Eine der Support Leute der MM-Software meinte es liege am OnBoard Soundchip meines Notebooks und das eine externe Soundkarte das Prob beheben würde.

Habt ihr da einen Tipp, welche Karte speziell für mein Anliegen geeignet ist? Kenne mich in dem Bereich überhaupt nicht aus. 

Danke!


----------



## SoSchautsAus (18. November 2007)

PhilipKDick am 17.11.2007 23:57 schrieb:
			
		

> Habt ihr da einen Tipp, welche Karte speziell für mein Anliegen geeignet ist? Kenne mich in dem Bereich überhaupt nicht aus.


Wichtig im Bezug auf die Latenz ist, dass die Soundkarte ASIO unterstützt. Onboardsoundchips unterstützen grundsätzlich kein ASIO, weil Otto Normal das einfach nicht braucht. Auch bei den Multimediakarten, z.B. von Creative, ist das keinesfalls eine Selbstverständlichkeit.

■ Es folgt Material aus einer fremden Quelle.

PR #424, opened 2015-02-04
Applied fixes to satisfy 'composer validate'

WorkingDevel:
Run of 'composer validate' required to add version strings in 'require'. Added them to match current used versions.

Besides of getting validate passing it's better to upgrade lib major versions 'by hand' via modifying composer.json intentionally than upgrade by accident through composer update.

Added also vagrant files to .gitignore in root directory. If vagrant/puphpet is introduced, at least 2 configurations (linux and windows) should be provided, but it is not possible to have both in the same directory. So the configs should be in sub directories and the one needed should be copied by the developer into the project root, but not committed -> so .gitignore them in root.

### DIFF
--- a/.gitignore
+++ b/.gitignore
@@ -1,3 +1,6 @@
 *.swp
 .idea/
 vendor/.git
+/Vagrantfile
+/puphpet/
+.vagrant/
--- a/composer.json
+++ b/composer.json
@@ -23,15 +23,15 @@
 		}
 	},
 	"require": {
-		"bombayworks/zendframework1": "*",
-		"ezyang/htmlpurifier": "*",
-		"fisharebest/ext-calendar": "*",
-		"ircmaxell/password-compat": "*",
-		"michelf/php-markdown": "*",
-		"patchwork/utf8": "*",
+		"bombayworks/zendframework1": "1.*",
+		"ezyang/htmlpurifier": "4.6.*",
+		"fisharebest/ext-calendar": "1.3.*",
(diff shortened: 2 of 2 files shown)


fisharebest:
> it's better to upgrade lib major versions 'by hand' via modifying composer.json intentionally than upgrade by accident through composer update.

I run `composer update` most days.  With this change, I would never learn about updates.

Isn't this the purpose of `composer.lock`?

fisharebest:
PS - you will notice that the vendor libraries are included in the webtrees repository :-(

I know this is not good, but we have many contributors (testers, translators), who know how to download a .ZIP from github, but would not be able to install/run composer.

Maybe with the latest refactoring, it is time to remove them....

WorkingDevel:
The `composer.lock` is updated by `composer update` to the latest version of a library that fits the version condition in `composer.json`. If there is no version constraint in the .json, it will upgrade also to the next major version of a library and that maybe breaks the functionality as the library could change their API.
The `composer.lock` unfortunately does not really lock the versions it just locks the versions for `composer install`.
Maybe at least the major version should be constraint. For update checking you could just remove the version constraint in the .json.

Maybe we can provide a script that downloads composer and runs it as gradle is doing it with its gradlew.sh and gradlew.bat scripts.

fisharebest:
I've added version numbers to composer.json.

After the next release, I will look again at removing the vendor code, and teaching users how to run composer. (Or simply providing a `vendor.zip` file for them...)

Standard ist das allerdings bei den professionellen und semiprofessionellen Recordingkarten. Diese Karten sind für Musikproduktion ausgelegt, d.h. gute Wandler und natürlich ASIO. Der Nachteil: Die Treiber KÖNNTEN bei ganz normalen Multimediaanwendungen, wie z.B. bei Spielen, Probleme machen, weil sie in erster Linie auf Kompatibilität zu Recordingsoftware und -anwendungen programmiert werden. Bei mir ist das der Fall. Ich benutze eine E-MU 0404 und hab bei manchen Spielen keinen Ton (kleine Anmerkung: Das könnte aber auch nur daran liegen, dass E-MU eine Tochtergesellschaft von Creative ist, und die sind ja allgemein bekannt für bescheidene Treiberprogrammierung). 

Da du ja ein Notebook hast bringt dir eine PCI-Lösung eh nichts. Das schränkt die Auswahl dann schon mal ein. Ein brauchbares USB Audio Interface wird dich aber etwas kosten. Von billigem Zeug solltest du die Finger lassen. Mit mindestens 100€ musst du rechnen, eher 150€. Ein bestimmtes Produkt kann ich dir nicht empfehlen. Schau dir einfach mal diese Liste durch. Die dort aufgelisteten Produkte sind eigentlich alle in Ordnung. Semiprofessionelle Lösungen zu einem guten Preis/Leistungsverhältnis bieten z.B. M-Audio oder E-MU. 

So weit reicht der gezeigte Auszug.